PR #7900, opened 2026-08-23
feat(runs): validate settings on create and update

davidlin20dev:
## Tracking issue

Related to #7775. This is task 2.3 (validators).

The `buf.validate` annotations on the settings protos are not enforced by the generated Go code, so the service currently accepts any value. `task_resource.max.memory` can be stored as `"apple"`. Nothing reads these values yet, but once the appliers land a bad value would fail deep inside a run instead of at the point someone saved it.

Validators wired into `CreateSettings` and `UpdateSettings`:

- quantities must parse with `resource.ParseQuantity`, across all eight `task_resource.{min,max}.{cpu,gpu,memory,storage}` leaves; the error names the dot-path
- `max_action_concurrency` must be `0` or between `2` and `MaxUint32`. The ceiling matches `RunSpec.max_action_concurrency`, which is a `uint32`
- key-shape checks, previously duplicated in three handlers, extracted into `validateSettingsKey`

Leaves whose state is not `VALUE` are skipped, so sparse documents stay valid.

## How was this patch tested?

Table tests per validator, plus rows added to the existing `TestCreateSettings_Validation` and `TestUpdateSettings_Validation` tables to cover the handler wiring.

## Related PRs

Follows #7841, #7859 and #7881.

### DIFF
--- a/runs/service/settings_service.go
+++ b/runs/service/settings_service.go
@@ -39,11 +39,8 @@ func (s *SettingsService) GetSettingsForEdit(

┄┄┄┄┄┄┄┄┄┄

» Required action
Exactly as written, reproduce the whole listing.

» Answer to this task
PR #7900, opened 2026-08-23
feat(runs): validate settings on create and update

davidlin20dev:
## Tracking issue

Related to #7775. This is task 2.3 (validators).

The `buf.validate` annotations on the settings protos are not enforced by the generated Go code, so the service currently accepts any value. `task_resource.max.memory` can be stored as `"apple"`. Nothing reads these values yet, but once the appliers land a bad value would fail deep inside a run instead of at the point someone saved it.

Validators wired into `CreateSettings` and `UpdateSettings`:

- quantities must parse with `resource.ParseQuantity`, across all eight `task_resource.{min,max}.{cpu,gpu,memory,storage}` leaves; the error names the dot-path
- `max_action_concurrency` must be `0` or between `2` and `MaxUint32`. The ceiling matches `RunSpec.max_action_concurrency`, which is a `uint32`
- key-shape checks, previously duplicated in three handlers, extracted into `validateSettingsKey`

Leaves whose state is not `VALUE` are skipped, so sparse documents stay valid.

## How was this patch tested?

Table tests per validator, plus rows added to the existing `TestCreateSettings_Validation` and `TestUpdateSettings_Validation` tables to cover the handler wiring.

## Related PRs

Follows #7841, #7859 and #7881.

### DIFF
--- a/runs/service/settings_service.go
+++ b/runs/service/settings_service.go
@@ -39,11 +39,8 @@ func (s *SettingsService) GetSettingsForEdit(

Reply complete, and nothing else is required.